I have quite large hands and I found the ergonomics of the 100D easier than the M, however I much prefer a larger camera body, I briefly owned an 1100D (bought a kit to liberate a lens and some other bits) and found the size slightly better but for me a 40D or 7D is nicer to hold. Given all of that I still prefer the 100D to the M or the 1100D. 

Cheers, Graham. 



slclick said:


> Valvebounce said:
> 
> 
> > Hi
> ...


----------



## slclick (Jan 18, 2017)

*Re: Everyday camera *



Valvebounce said:


> Hi siclick.
> I have quite large hands and I found the ergonomics of the 100D easier than the M, however I much prefer a larger camera body, I briefly owned an 1100D (bought a kit to liberate a lens and some other bits) and found the size slightly better but for me a 40D or 7D is nicer to hold. Given all of that I still prefer the 100D to the M or the 1100D.
> 
> Cheers, Graham.
> ...



M5?

Very different beast than the other M models.


----------



## Maximilian (Jan 19, 2017)

*Re: Everyday camera *



Valvebounce said:


> Hi siclick.
> I have quite large hands and I found the ergonomics of the 100D easier than the M, however I much prefer a larger camera body, I briefly owned an 1100D (bought a kit to liberate a lens and some other bits) and found the size slightly better but for me a 40D or 7D is nicer to hold. Given all of that I still prefer the 100D to the M or the 1100D.
> 
> Cheers, Graham.
> ...



Snzkgb, I suppose you should try and figure the ergonomics out in a brick and mortar store. 
Of course big hands could be a problem - on both M and SL1.
I personally (glove size 9) found the ergonomics on the SL1 good and much better than on any other xxxD body. 
Especially the shutter button is much closer to the center and your pointing finger doesn't have to bend that much.

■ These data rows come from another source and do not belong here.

PR #578, opened 2019-12-05
POC: core, node, rpc: Add support for advertising and discovering RFQ quote providers

fabioberger:
This PR provides a proof-of-concept implementation of the functionality to advertise and discover RFQ quote providers over Mesh's DHT. The quote provider would run a Mesh node at the same IP address as their quote provider server endpoint, and periodically refresh their advertisement on the DHT. Any other Mesh user, can find the endpoints for quote providers via their own Mesh node.

Rendez-vous string format:

`/0x-rfq/version/${versionNumber}/chain/${chainID}/standard/${standard}/assetPair/${assetPair}`

Standards examples: `zaidan-v1.0`, `zaidan-v2.0`, `rfqLite-v1.0`

AssetPair examples: `weth/dai`, `0xc02aaa39b223fe8d0a0e5c4f27ead9083c756cc2/0x6b175474e89094c44da98b954eedeac495271d0f`

### `mesh_advertiseAsQuoteProvider`

A quote provider can advertise themselves as providing quotes for a specific asset pair over an endpoint that adheres to a specific standard. The advertisement will be placed on the DHT for traders to find.

Request:
```json
{
    "id": 1,
    "jsonrpc": "2.0",
    "method": "mesh_advertiseAsQuoteProvider",
    "params": {
        "standard": "zaidan-v1.0",
        "assetPair": "weth/dai",
        "ttl": "3hr"
    }
}
```

Response:
```json
{
    "id": 1,
    "jsonrpc": "2.0",
    "result": true,
}
```

### `mesh_getQuoteProviders`

A trader can request a list of quote provider IP addresses that offer quotes for a specific asset pair and that comply to a specific standard. They can then use a client designed for the specified standard to start requesting quotes from these endpoints.

Request:
```json
{
    "id": 1,
    "jsonrpc": "2.0",
    "method": "mesh_getQuoteProviders",
    "params": {
        "standard": "zaidan-v1.0",
        "assetPair": "weth/dai"
    }
}
```

Response:
```json
{
    "id": 1,
    "jsonrpc": "2.0",
    "result": [
        "192.168.178.158",
        "167.172.201.142",
        "18.204.221.103",
        ...
    ],
}
```

### DIFF
--- a/cmd/mesh/rpc_handler.go
+++ b/cmd/mesh/rpc_handler.go
@@ -176,6 +176,61 @@ func (handler *rpcHandler) GetStats() (result *rpc.GetStatsResponse, err error) 
 	return getStatsResponse, nil
 }
 
+// AdvertiseAsQuoteProvider is called when an RPC client requests to advertise themselves as a quote provider
+func (handler *rpcHandler) AdvertiseAsQuoteProvider(standard, assetPair string, ttl time.Duration) (err error) {
+	log.Debug("received AdvertiseAsQuoteProvider request via RPC")
+	// Catch panics, log stack trace and return RPC error message
+	defer func() {
+		if r := recover(); r != nil {
+			internalErr, ok := r.(error)
+			if !ok {
+				// If r is not of type error, convert it.
+				internalErr = fmt.Errorf("Recovered from non-error: (%T) %v", r, r)
+			}
+			log.WithFields(log.Fields{
+				"error":      internalErr,
+				"method":     "AdvertiseAsQuoteProvider",
+				"stackTrace": string(debug.Stack()),
+			}).Error("RPC method handler crashed")
+			err = errors.New("method handler crashed in AdvertiseAsQuoteProvider RPC call (check logs for stack trace)")
+		}
+	}()
+	err = handler.app.AdvertiseAsQuoteProvider(standard, assetPair, ttl)
+	if err != nil {
+		log.WithField("error", err.Error()).Error("internal error in AdvertiseAsQuoteProvider RPC call")
+		return constants.ErrInternal
+	}
+	return nil
+}
+
+// GetQuoteProviders is called when an RPC client requests to retrieve all the RFQ quote providers advertised
+// on the DHT for a specific asset pair and adhering to a specific RFQ specification
+func (handler *rpcHandler) GetQuoteProviders(standard, assetPair string) (quoteProviders []string, err error) {
+	log.Debug("received GetQuoteProviders request via RPC")
+	// Catch panics, log stack trace and return RPC error message
+	defer func() {
+		if r := recover(); r != nil {
+			internalErr, ok := r.(error)
+			if !ok {
+				// If r is not of type error, convert it.
+				internalErr = fmt.Errorf("Recovered from non-error: (%T) %v", r, r)
+			}
+			log.WithFields(log.Fields{
+				"error":      internalErr,
+				"method":     "GetQuoteProviders",
+				"stackTrace": string(debug.Stack()),
+			}).Error("RPC method handler crashed")
+			err = errors.New("method handler crashed in GetQuoteProviders RPC call (check logs for stack trace)")
+		}
+	}()
+	quoteProviders, err = handler.app.GetQuoteProviders(standard, assetPair)
+	if err != nil {
+		log.WithField("error", err.Error()).Error("internal error in GetQuoteProviders RPC call")
+		return nil, constants.ErrInternal
+	}
+	return quoteProviders, nil
+}
+
 // SubscribeToOrders is called when an RPC client sends a `mesh_subscribe` request with the `orders` topic parameter
 func (handler *rpcHandler) SubscribeToOrders(ctx context.Context) (result *ethrpc.Subscription, err error) {
 	log.Debug("received order event subscription request via RPC")
--- a/core/core.go
+++ b/core/core.go
@@ -5,6 +5,7 @@ import (
 	"context"
 	"encoding/json"
 	"fmt"
+	"net"
 	"os"
 	"path/filepath"
 	"strconv"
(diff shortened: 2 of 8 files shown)


hrharder:
This is excellent! Will be incredibly useful for fostering a marketplace of RFQ/Dealer systems and I'm glad you've figured out a way to tie it in with mesh and leverage the DHT.

I'm curious about the best way to represent the `assetPair`, specifically in the context of an RFQ standard like Zaidan (v2) where "arbitrary swap" markets are supported rather than just conventional bid/asks on a `BASE/QUOTE` pair. 

For example, in the [draft Zaidan JSONRPC spec](https://github.com/ParadigmFoundation/zaidan-dealer-specification#schema-market), we've decided to represent a "market" as a single `makerAsset` provided by the dealer, and multiple `takerAssets` that can be provided by traders when requesting a quote. The main reason being, if we stuck to a market defined as a single base/quote asset, we would need n^2 markets to indicate that we support "arbitrary swaps" where trade sizes can be denominated in the base or quote asset, rather than just the base. This is explored more [here.](https://github.com/ParadigmFoundation/zaidan-dealer-specification#quotes) We also chose this route to allow "prices" (which depend on the notion of a quote asset) to be defined at higher levels in terms of either asset, depending on the use case and trade scenario.

The way the new endpoint and Rendezvous string is specified would require a dealer supporting arbitrary swaps between 50 different assets to advertise ~2500 different base/quote pairs, which  I'm not sure is ideal.

Of course, this may just be something unavoidable. I would agree that a `base/quote` representation for a supported market makes the most sense for most people, and is certainly the most familiar, but I thought this point may be worth mentioning.

fabioberger:
Thanks a lot for the feedback @hrharder. I cannot think of a way to supporting "arbitrary swaps" in the DHT specification. We have two potential options if we want to support "arbitrary swaps":

1. Remove the BASE/QUOTE component out of the rendez-vous string. Each RFQ specification must then provide an endpoint where the supported markets can be discovered (similar to the [dealer_getMarkets](https://github.com/ParadigmFoundation/zaidan-dealer-specification#method-dealer_getmarkets) endpoint in Zaidan). Clients would then ping this endpoint for each quote provider discovered and cache the markets it supports client-side. This is definitively less efficient but removes the need for quote providers to advertise themselves more than once on the DHT.

2. The rendez-vous string only includes the `makerAsset` the quote provider is willing to supply. This reduces the number of advertisements back to down to 50. The client must then still query the market endpoint to see if the quote provider is willing to accept the desired `takerAsset`. There will be fewer false-positives when querying quote providers then solution (1).

Any thoughts on either of the above?

hrharder:
@fabioberger I like both of these. I'll try to think through the trade-offs for each, but I expect you may be better equipped to guide a final decision given some of the intricacies w/r/t to the DHT, and the expectations of existing market makers (specifically around how desirable it is to even support the discovery of "arbitrary swap" quote providers).

My only hesitation with this approach in (1) is, as you say, the loss of efficiency for traders (meaning consumers of provided quotes) who are looking for a specific trading pair. Instead of a single query to the Mesh `mesh_getQuoteProviders` endpoint with the pair they want to trade on, they'd have to collect a list of quote providers, then query each one to find the pair they want, potentially having to use multiple different request formats if there are multiple RFQ standards being offered by quote providers. I'm unsure if this awkwardness is acceptable -- I'll look to your input here (see questions below).

The approach in (2), as you again point out, reduces this complexity perhaps slightly by allowing traders to filter by the maker asset. My hesitation here is that the relationship between a `base/quote` market and a quote provider serving a specific maker asset is not always incredibly apparent. And — if traders still have to go out and ping the matching quote providers to see if they support the right taker asset, is this that much better than (1)?

I think having a sense of your answers to the following questions would help me here:

1. Do we even want to allow discovery of "arbitrary swap" quote providers, or does it just add too much complexity in this avenue? We could instead decide that a `base/quote` format is more desirable, and then encourage quote providers to only advertise their most popular pairs, leaving discovery of an expanded asset swap universe to traders querying individual quote providers at their discretion.
1. How concerned should we be about "DHT bloat," if at all? If the answer is "very", then perhaps your suggestion above as (1) is best regardless of decision around the desire to support `base/quote` vs "arbitrary swap", as it would mean only one entry per quote provider, no matter how many assets/markets they support. If "DHT bloat" (likely not a good term here) is not a concern _at all_ then perhaps the `base/quote` format is OK, and quote providers just advertise ALL markets they support, even if that means ~2500 entries per provider. If the concern re. "bloat" falls somewhere between "very" and "not at all" then I would say your option (2) is best, as it still provides some query-ability to end users without requiring thousands of entries per provider.

Apologies for the lengthy response, and let me know if this isn't clear.

hrharder:
@fabioberger 

**TL;DR for the above:** If we're okay with tens-to-hundreds of thousands of DHT entries for this feature, perhaps the `base/quote` format is ideal, as it provides the most familiar (and best, IMO) UX for end users, esp. due to the ability to query for providers that serve the market's you're interested in. Not to mention, we don't know if "arbitrary swaps" is something traders or quote providers will even want to support. If that level of utilization of the DHT for this feature is unacceptable, perhaps one entry per quote provider is the only option, even if that means sacrificing some query-ability. And finally, even though it seems like a nice compromise between the above options, I question how valuable it is to have a rendezvous-string with only the maker asset.

hrharder:
I may have been overthinking this... A potentially elegant solution for `assetPair` may be `[makerAsset,]/[takerAsset,]`. Is there a reason this wouldn't work?

For example, `[WETH,DAI,ZRX]/[WETH,DAI,ZRX]` would denote arbitrary swaps between WETH, DAI, and ZRX. This means you could have down to 1 rendezvous-string for a dealer that supported arbitrary swaps between `n` assets. Of course, if someone wanted a bit more granularity, it would become `>1`, but certainly less than `n (n-1)`. An unfortunate side-effect is the `WETH/WETH` market, so during decoding we'd just have to enforce you cant have a market between two identical assets.

This likely should be by address in practice to reduce ambiguity, but still seems a lot shorter, and more decodable, than anything else. Thoughts?

albrow:
There are a lot of issues with adding entries to the DHT and we'd need a lot more time to explore reputation systems and other mechanisms to solve these issues. Our current plan is not to add this to Mesh right now.

We might reconsider in the future, but I don't think we should leave this PR open until then. It's already pretty far behind the `development` branch. We should open a fresh PR in the future if we decide to go this route.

If it's all about size and not viewfinder, think about a M2 because the AF should much be better than on the original M. To me this would be a dealbreaker to the M as well.


----------



## Snzkgb (Jan 19, 2017)

*Re: Everyday camera *



Maximilian said:


> Valvebounce said:
> 
> 
> > Hi siclick.
> ...


I'm already aimed at SL1, and going to buy second hand one today. I appreciate the OVF anyway, so having one is good for me.


----------



## FTb-n (Jan 19, 2017)

I've tried both the S100 and the G16 for small grab-shot cameras, but shutter delay and controls always throw me. Don't get me wrong, these are great little cameras, but I much prefer a DSLR with an optical viewfinder and controls that are more familiar to me (as in, more like the 5D3 and 1Dx). So I keep a 5D3 with a 24-105 f4 IS always at the ready for grab shots. I also keep the 70-200 f2.8 II on the 1Dx for the same reason. If I need to get the shot, I know how to do so quickly with either body. I simply don't use the PowerShots enough to get a shot quickly.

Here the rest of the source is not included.